SOURCE DATA: Begin

Issue #2558, opened 2024-10-19
feat: katana gas oracle


kariy:
## Problem

Right now, Katana hardcoded the gas prices [value](https://github.com/dojoengine/dojo/blob/e6bab2d0066c3cf1acfc5ee41a27294b5b23697d/crates/katana/core/src/constants.rs#L5-L7). These gas prices are then used for computing the fees that transactions has to pay.

Though it works fine when using Katana just for testing/dev environment but for actual production setting we want to properly sample the L1 gas prices. Refer to the doc below for how starknet sample the l1 gas price:

https://docs.starknet.io/architecture-and-concepts/network-architecture/fee-mechanism/#calculation_of_gas_costs

Implementation for the gas oracle component should be able to (1) perform actual sampling on the underlying L1, (2) hardcoded value when katana is not run with an L1 (ie testing env).

On every new block, we'd then need to update the gas price values that have been sampled, in the block env:

https://github.com/dojoengine/dojo/blob/e6bab2d0066c3cf1acfc5ee41a27294b5b23697d/crates/katana/core/src/backend/mod.rs#L101-L117

augustin-v:
Hi, I would love to work on this issue. I have experience with Rust and also contributing to Kakarot with Cairo. I will make sure to communicate if I encounter any issues along the way

kariy:
@augustin-v assigned :). you can take a look at [madara's implementation](https://github.com/madara-alliance/madara/blob/a64723574cf388cbbf297e46dc8bdf5272359158/crates/client/eth/src/l1_gas_price.rs#L1-L270) for reference.

augustin-v:
@kariy Nice, I have made a draft pull request for my progress on the gas oracle implementation in #2558. I would love to get a review to see how I could move forward.

PR #2652, opened 2024-11-07
feat(katana): l1 gas sampling

augustin-v:
## Description

Gas oracle on katana related to issue #2558

Designed a 60 capacity FIFO buffer with a worker that runs every 60 seconds following the [starknet fee calculation](https://docs.starknet.io/architecture-and-concepts/network-architecture/fee-mechanism/#fee_calculation). 

## Problems encountered:
- Wasn't able to implement the actual logic of when to decide whether to use hardcoded values or values sampled by the oracle, as well as the worker initiation.

## Release Notes

- **New Features**
  - Introduced an optional `l1_provider_url` field for configuring Ethereum RPC providers in the node's settings.
  - Enhanced gas price management with a new `GasOracleWorker` that can utilize sampled gas prices based on the provided URL.
  
- **Bug Fixes**
  - Simplified dependency declarations for `alloy-provider`, improving project configuration.

- **Tests**
  - Added comprehensive tests for the new gas oracle functionality and configuration options.


crates/katana/core/src/backend/gas_oracle.rs
```diff
@@ -22,4 +33,89 @@ impl L1GasOracle {
...
+                _ = interval.tick() => {
+                    if let Err(e) = update_gas_price(self, provider.clone(), &mut buffer).await {
+                        eprintln!("Error updating gas price: {}", e);
+                    }
+                }
+            }
+        }
+    
+        Ok(())
+    }
```
kariy, line 63: We don' to handle cancellation manually here, the task manager already handles that for us. You can simply just spawn the task on it.

Example:

https://github.com/dojoengine/dojo/blob/082a0e048a0f818a4b61ca1ef3cfcd980695aa1c/crates/katana/node/src/lib.rs#L117-L120

kariy (commented):
> Wasn't able to implement the actual logic of when to decide whether to use hardcoded values or values sampled by the oracle, as well as the worker initiation.

So the idea is, by default it should always use the proper sampling mechanism. Which means the user has to specify the L1 provider url. Soon this will be a required argument because it is necessary for other stuff to function correctly as well. But right now, the default would always be hardcoded, unless an L1 provider url is supplied.

So we should add a new cli arg, `--l1.provider`, and use this to determine the sampling logic.

lets turn the [`L1GasOracle`](https://github.com/dojoengine/dojo/blob/082a0e048a0f818a4b61ca1ef3cfcd980695aa1c/crates/katana/core/src/backend/gas_oracle.rs#L17-L20) into an enum and implements the `current_gas_prices()` and `current_data_gas_prices()` for both variants.

```rust
pub enum L1GasOracle {
    Fixed(FixedL1GasOracle),
    Sampled(SampledL1GasOracle),
}
```

The component should be built inside of https://github.com/dojoengine/dojo/blob/082a0e048a0f818a4b61ca1ef3cfcd980695aa1c/crates/katana/node/src/lib.rs#L157-L164

But the worker task should only be executed in

https://github.com/dojoengine/dojo/blob/082a0e048a0f818a4b61ca1ef3cfcd980695aa1c/crates/katana/node/src/lib.rs#L101-L108

So what we shouldn't do is start the worker task automatically after creating the component and instead have a way to start the task manually on the call to `.launch()`.

Let's create a concrete type for the worker task, that implements a `Future`. Which we can then spawn onto the task manager. 

We should also add this new struct into the `Node` struct

https://github.com/dojoengine/dojo/blob/082a0e048a0f818a4b61ca1ef3cfcd980695aa1c/crates/katana/node/src/lib.rs#L87-L99

crates/katana/core/src/backend/gas_oracle.rs
augustin-v: Thank you so much for the detailed review @kariy. This is incredibly helpful I’ll start making the suggested changes right away and will let you know when the updates are ready for another look. Thanks again

kariy:
@augustin-v any update ?

augustin-v:
> @augustin-v any update ?

Sorry for the late update, I pushed the last changes that I made.
It is unclear in my head on how to test yet, but I tried implementing the gas oracle in the node, as well as the gas worker initiation. 

I also tried running the tests with
```
cargo build -r --bin katana
KATANA_RUNNER_BIN=./target/release/katana cargo nextest run --all-features --build-jobs 20 --workspace
``` and I get the error 'unexpected argument: '''

**Comment by kariy** [comment]
> I also tried running the tests with
> 
> ```
> 
> cargo build -r --bin katana
> 
> KATANA_RUNNER_BIN=./target/release/katana cargo nextest run --all-features --build-jobs 20 --workspace
> 
> ``` 
> 
> and I get the error 'unexpected argument '--http.port' found'

Make sure the katana binary at ./target/release/katana is of version >=`1.0`.

**Comment by augustin-v** [comment]
So the oracle works when passing the oracle as an argument
```
cargo build -r
./target/release/katana --l1.provider https://eth.merkle.io
```
(should work with other urls too)

But when hardcoding the Url in the test with the exact same Url I get the error:
`
error sending request for url (https://eth.merkle.io/)

Caused by:
    0: error sending request for url (https://eth.merkle.io/)
    1: client error (Connect)
    2: invalid URL, scheme is not http
`
From this code:
https://github.com/dojoengine/dojo/commit/4e82cdff0bd13648abc48d496055fa30401fcded#diff-eb28d01eda95fe9ff1fcb10cfde3adf698b45692f735c32b99488e717f643cd9R244-R257

This doesn't seem to be a parsing issue, and I actually reached out to one of the alloy devs told me that this might be a features issue.

File: crates/katana/core/src/backend/gas_oracle.rs [hunk 2]
```diff
@@ -1,25 +1,282 @@
...
+pub struct FixedL1GasOracle {
     gas_prices: GasPrices,
     data_gas_prices: GasPrices,
 }
 
+#[derive(Debug, Default, Clone)]
+pub struct SampledL1GasOracle {
+    gas_prices: GasPrices,
+    data_gas_prices: GasPrices,
+}
```
kariy, line 38: We need to use the same instance of the gas prices for both `SampledL1GasOracle` and the  `GasOracleWorker`. Right now, the values that is collected by the worker is not being shared with the one in the `Backend`. 

https://github.com/dojoengine/dojo/blob/7d6b7d91b710ba0c9b8ec66c132be60eae41feaf/crates/katana/core/src/backend/mod.rs#L44

thus, the gas prices returned here would always be zero:

https://github.com/dojoengine/dojo/blob/7d6b7d91b710ba0c9b8ec66c132be60eae41feaf/crates/katana/core/src/backend/mod.rs#L112-L122

as `GasOracleWorker` is only updating to its own instance of `SampledL1GasOracle`, which the `Backend` has no shared access to.

https://github.com/dojoengine/dojo/blob/7d6b7d91b710ba0c9b8ec66c132be60eae41feaf/crates/katana/core/src/backend/gas_oracle.rs#L142-L151

We can wrap a shared inner type like this:

```rust
#[derive(Debug, Default, Clone)]
pub struct SampledL1GasOracle {
    prices: Arc<Mutex<SampledPrices>>,
}

#[derive(Debug, Default)]
struct SampledPrices {
    gas_prices: GasPrices,
    data_gas_prices: GasPrices,
}

#[derive(Debug, Clone)]
pub struct GasOracleWorker {
    prices: Arc<Mutex<SampledPrices>>,
    l1_provider_url: Option<Url>,
}

impl SampledL1GasOracle {
    pub fn current_data_gas_prices(&self) -> GasPrices {
        self.prices.lock().data_gas_prices.clone()
    }

    pub fn current_gas_prices(&self) -> GasPrices {
        self.prices.lock().gas_prices.clone()
    }
}
```

and the worker will update the shared `SampledPrices`

crates/katana/core/src/backend/gas_oracle.rs
```diff
@@ -1,25 +1,282 @@
...
+                    if let Err(e) = update_gas_price(&mut self.l1_oracle, provider.clone(), &mut buffer).await {
+                        let trace = Backtrace::capture();
+                        eprintln!("Error running the gas oracle: {:?}, Backtrace:\n{:?}", e, trace);
+                    }
+                    // (provisionary statement for testing with `cargo test -- --nocapture`)
+                    // println!("{:?}", self.l1_oracle.current_gas_prices());
+                }
+            }
+        }
+    }
```
kariy, line 153: no need to use `select!` here because we only have a single future.

crates/katana/node/src/config/dev.rs
```diff
@@ -31,6 +32,11 @@ pub struct DevConfig {
     ///
     /// These are the prices that will be used for calculating the gas fee for transactions.
     pub fixed_gas_prices: Option<FixedL1GasPriceConfig>,
+
+    /// L1 gas oracle worker task configuration for real time gas sampling.
+    ///
+    /// If sampling disabled, the system falls back to the hardcoded gas values.
+    pub l1_worker: Option<GasPriceWorkerConfig>,
```
kariy, line 39:
```suggestion
```

we dont need a dedicated config for the gas oracle worker just yet, and even if we do, it shouldn't belong under `DevConfig`.

crates/katana/node/src/config/dev.rs
```diff
@@ -54,6 +66,12 @@ impl std::default::Default for FixedL1GasPriceConfig {
...
     fn default() -> Self {
-        Self { fee: true, account_validation: true, fixed_gas_prices: None }
+        Self { fee: true, account_validation: true, fixed_gas_prices: None, l1_worker: None }
+    }
+}
+
+impl std::default::Default for GasPriceWorkerConfig {
+    fn default() -> Self {
+        Self { l1_provider_url: None, no_sampling: true }
     }
```
kariy, line 76: remove

crates/katana/cli/src/args.rs
```diff
@@ -68,6 +69,19 @@ pub struct NodeArgs {
     #[arg(value_parser = katana_core::service::messaging::MessagingConfig::parse)]
     pub messaging: Option<MessagingConfig>,
 
+    /// Disable sampling for the Gas Price Oracle, and fall back on hardcoded gas price values.
+    #[arg(long)]
+    #[arg(conflicts_with = "l1_provider_url")]
+    #[arg(help = "Disable L1 gas sampling and use hardcoded values.")]
+    pub no_sampling: bool,
```
kariy, line 76:
```suggestion
```

no need to have dedicated flag to disable sampling. we will just imply it from the cli args. meaning, if user provides the flags for the hardcoded value (ie using `--gpo.l1-eth-gas-price` etc) then we don't have to sample gas prices.

but what i'd like to do here, we still want to maintain the same DX when running katana because if we make sampling as the default, then user would have to either (1) find a eth provider url, or (2) specify the hardcoded gas prices values themselves. both options will only be adding extra frictions for users who are already accustomed to using katana as a devnet before.

so for now, we only need to add a single new arg ie `--l1.provider`. this arg will be important for productionalizing katana later, meaning it will have other usages outside of just gas oracle.

crates/katana/node/src/config/mod.rs
```diff
@@ -45,6 +45,9 @@ pub struct Config {
 
     /// Development options.
     pub dev: DevConfig,
+
+    /// Gas L1 sampling options.
+    pub gas_price_worker: Option<GasPriceWorkerConfig>,
```
kariy, line 50: replace this with just the l1 provider url
```suggestion

    pub l1_provider: Option<Url>,
```

crates/katana/node/src/lib.rs
```diff
@@ -206,18 +224,20 @@ pub async fn build(mut config: Config) -> Result<Node> {
...
-    // TODO: for now we just use the default gas prices, but this should be a proper oracle in the
-    // future that can perform actual sampling.
-    else {
+    } else if config.gas_price_worker.as_ref().map_or(false, |worker| worker.no_sampling) {
         L1GasOracle::fixed(
             GasPrices { eth: DEFAULT_ETH_L1_GAS_PRICE, strk: DEFAULT_STRK_L1_GAS_PRICE },
             GasPrices { eth: DEFAULT_ETH_L1_DATA_GAS_PRICE, strk: DEFAULT_STRK_L1_DATA_GAS_PRICE },
         )
+    } else {
+        L1GasOracle::sampled()
```
kariy, line 239: we can provide the l1 provider url directly in this phase

```suggestion
        L1GasOracle::sampled(l1_provider_url)
```

and lets include the url directly in the `SampledL1GasOracle` struct

crates/katana/node/src/lib.rs
```diff
@@ -255,6 +275,7 @@ pub async fn build(mut config: Config) -> Result<Node> {
         messaging_config: config.messaging,
         sequencing_config: config.sequencing,
         task_manager: TaskManager::current(),
+        gas_price_worker_config: config.gas_price_worker,
```
kariy, line 278:
```suggestion
```

crates/katana/core/src/backend/gas_oracle.rs
```diff
@@ -1,25 +1,282 @@
...
+#[derive(Debug, Default, Clone)]
+pub struct SampledL1GasOracle {
+    gas_prices: GasPrices,
+    data_gas_prices: GasPrices,
+}
+
+#[derive(Debug, Clone)]
+pub struct GasOracleWorker {
+    pub l1_oracle: SampledL1GasOracle,
+    pub l1_provider_url: Option<Url>,
```
kariy, line 43:
```suggestion
    pub l1_provider_url: Url,
```

kariy (changes requested):
hey @augustin-v awesome work so far. your current implementation still isn't working just yet but most of the stuff are there.

for running the worker itself, i'd like to have a `L1GasOracle::run_worker()` method whose implementation is something like so: 

```rust
    pub fn run_worker(&self, task_spawner: TaskSpawner) {
        match self {
            Self::Fixed(..) => {}
            Self::Sampled(oracle) => {
                let worker = GasOracleWorker::new(..);
                task_spawner
                    .build_task()
                    .graceful_shutdown()
                    .name("L1 Gas oracle worker")
                    .spawn(async move { worker.run().await });
            }
        }
    }
```

crates/katana/core/src/backend/gas_oracle.rs
augustin-v: Hi @kariy Thanks for the review! I’ll address the changes shortly.

crates/katana/core/src/backend/gas_oracle.rs
```diff
@@ -125,45 +150,45 @@ async fn update_gas_price<P: Provider<T>, T: Transport + Clone>(
...
-                }
+            // Wait for the interval to tick
+            interval.tick().await;
+
+            // Attempt to update the gas price
+            let mut prices = self.prices.lock().await;
+            if let Err(e) = update_gas_price(&mut prices, provider.clone(), &mut buffer).await {
+                let trace = Backtrace::capture();
+                eprintln!("Error running the gas oracle: {:?}, Backtrace:\n{:?}", e, trace);
             }
```
augustin-v, line 177: Removed `select!` as requested.

augustin-v:
Hi @kariy I've pushed the requested updates, let me know if there is anything else I should adjust.
As requested I implemented shared prices with `Arc<Mutex<_>>`, and I also adjusted the config part.

I do wonder however, when the backend's `block_env` gas prices get updated, as the gas oracle updates

crates/katana/node/src/lib.rs
```diff
@@ -151,6 +153,17 @@ impl Node {
         let node_components = (pool, backend, block_producer, validator, self.forked_client.take());
         let rpc = spawn(node_components, self.rpc_config.clone()).await?;
 
+        // --- build and start the gas oracle worker task
+
+        // if the Option<GasWorkerConfig> is none, default to no sampling
+        if let Some(gpo_url) = self.l1_provider_url.as_ref() {
+            let gas_oracle = L1GasOracle::sampled(Some(gpo_url.clone())); // Clone the URL if needed
+            gas_oracle.run_worker(self.task_manager.task_spawner());
+        } else {
```
kariy, line 162: You're still creating a separate instance of the gas oracle. The worker should be created based on the `L1GasOracle` instance that we pass to the `Backend` struct in the `.build` method. Hence, why the gas prices are not being updated.

crates/katana/core/src/backend/gas_oracle.rs
```diff
@@ -1,25 +1,326 @@
...
+
+#[derive(Debug, Default)]
+pub struct SampledPrices {
     gas_prices: GasPrices,
     data_gas_prices: GasPrices,
 }
 
+#[derive(Debug, Clone)]
+pub struct GasOracleWorker {
+    pub prices: Arc<Mutex<SampledPrices>>,
```
kariy, line 48: lets use blocking Mutex, ie `parking_lot::Mutex` as the `Backend::update_block_gas_prices()` is blocking anyway

crates/katana/core/src/backend/gas_oracle.rs
```diff
@@ -1,25 +1,326 @@
...
+    pub price_buffer: GasPriceBuffer,
+}
+
 impl L1GasOracle {
     pub fn fixed(gas_prices: GasPrices, data_gas_prices: GasPrices) -> Self {
-        Self { gas_prices, data_gas_prices }
+        L1GasOracle::Fixed(FixedL1GasOracle { gas_prices, data_gas_prices })
+    }
+
+    pub fn sampled(l1_provider: Option<Url>) -> Self {
```
kariy, line 58:
```suggestion
    pub fn sampled(l1_provider: Url) -> Self {
```

its an anti pattern to make this accept an `Option` only for it to be unwrapped down the line.

crates/katana/core/src/backend/gas_oracle.rs
```diff
@@ -1,25 +1,326 @@
...
+
+        loop {
+            // Wait for the interval to tick
+            interval.tick().await;
+
+            // Attempt to update the gas price
+            let mut prices = self.prices.lock().await;
+            if let Err(e) = update_gas_price(&mut prices, provider.clone(), &mut buffer).await {
+                let trace = Backtrace::capture();
+                eprintln!("Error running the gas oracle: {:?}, Backtrace:\n{:?}", e, trace);
```
kariy, line 176: any reason why you want to print out the backtrace ?

crates/katana/node/src/lib.rs
```diff
@@ -151,6 +153,17 @@ impl Node {
         let node_components = (pool, backend, block_producer, validator, self.forked_client.take());
         let rpc = spawn(node_components, self.rpc_config.clone()).await?;
 
+        // --- build and start the gas oracle worker task
+
+        // if the Option<GasWorkerConfig> is none, default to no sampling
+        if let Some(gpo_url) = self.l1_provider_url.as_ref() {
+            let gas_oracle = L1GasOracle::sampled(Some(gpo_url.clone())); // Clone the URL if needed
```
kariy, line 160: we dont need to match on the `l1_provider_url` here, considering we already created the `L1GasOracle` earlier. so simply run the worker here.

crates/katana/node/src/lib.rs
```diff
@@ -206,16 +219,22 @@ pub async fn build(mut config: Config) -> Result<Node> {
...
+    } else if config.l1_provider_url.as_ref().is_none() {
+        // Use default fixed gas prices if `gpo` is `None`
         L1GasOracle::fixed(
             GasPrices { eth: DEFAULT_ETH_L1_GAS_PRICE, strk: DEFAULT_STRK_L1_GAS_PRICE },
             GasPrices { eth: DEFAULT_ETH_L1_DATA_GAS_PRICE, strk: DEFAULT_STRK_L1_DATA_GAS_PRICE },
         )
+    } else {
+        // Default to a sampled gas oracle using the given provider
+        L1GasOracle::sampled(config.l1_provider_url.clone())
     };
```
kariy, line 238:
```suggestion
    } else if let Some(url) = config.l1_provider_url {
             // Default to a sampled gas oracle using the given provider
        L1GasOracle::sampled(config.l1_provider_url.clone())
    } else {
       // Use default fixed gas prices if `gpo` is `None`
        L1GasOracle::fixed(
            GasPrices { eth: DEFAULT_ETH_L1_GAS_PRICE, strk: DEFAULT_STRK_L1_GAS_PRICE },
            GasPrices { eth: DEFAULT_ETH_L1_DATA_GAS_PRICE, strk: DEFAULT_STRK_L1_DATA_GAS_PRICE },
        )
    };
```

complements the comment about accepting an `Option` is an anti pattern

crates/katana/core/src/backend/gas_oracle.rs
```diff
@@ -1,25 +1,326 @@
...
+
+    let avg_blob_fee_eth = *avg_blob_base_fee;
+    let avg_blob_fee_strk = *avg_blob_base_fee + ONE_GWEI;
+
+    let avg_gas_price = GasPrices { eth: buffer.average(), strk: buffer.average() + ONE_GWEI };
+    let avg_blob_price = GasPrices { eth: avg_blob_fee_eth, strk: avg_blob_fee_strk };
+
+    l1_oracle.gas_prices = avg_gas_price;
+    l1_oracle.data_gas_prices = avg_blob_price;
+    Ok(())
```
kariy, line 149: why don't you compute the average for the blob/data price as well?

kariy (changes requested):

kariy:
dont forget to rebase to main :)

crates/katana/core/src/backend/gas_oracle.rs
augustin-v: I overlooked this, I'll make sure to have it fixed

crates/katana/node/src/lib.rs
augustin-v: I didn't realize, thank you for pointing that out!

augustin-v:
@kariy Thank you for the review again, I'll make sure to be more thorough next push.

crates/katana/node/src/lib.rs
augustin-v: I see, so from what I understand I should do something like this? 
```rust
// in launch   self.backend.gas_oracle.run_worker(self.task_manager.task_spawner());
```

augustin-v:
I've identified the issue in my gas oracle implementation. The conflicts are primarily in node/src/lib.rs and the core/backend/, which are the only files I modified. The other conflicts seem to be from upstream changes to various crates.

After testing it locally, the backend prices seem to be updated only starting from the second mined block, and there is also an issue with the  `data_gas_price` being assigned to the same value as `gas_price`. Likely from the `do_mine` in the `block_producer.rs` file.

glihm:
Was moved to #2766.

SOURCE DATA: End

→ TASK GOAL:
Out of the entries, report each line that contains the word "options".

→ ANSWER BOX:
  - Added comprehensive tests for the new gas oracle functionality and configuration options.
but what i'd like to do here, we still want to maintain the same DX when running katana because if we make sampling as the default, then user would have to either (1) find a eth provider url, or (2) specify the hardcoded gas prices values themselves. both options will only be adding extra frictions for users who are already accustomed to using katana as a devnet before.
     /// Development options.
+    /// Gas L1 sampling options.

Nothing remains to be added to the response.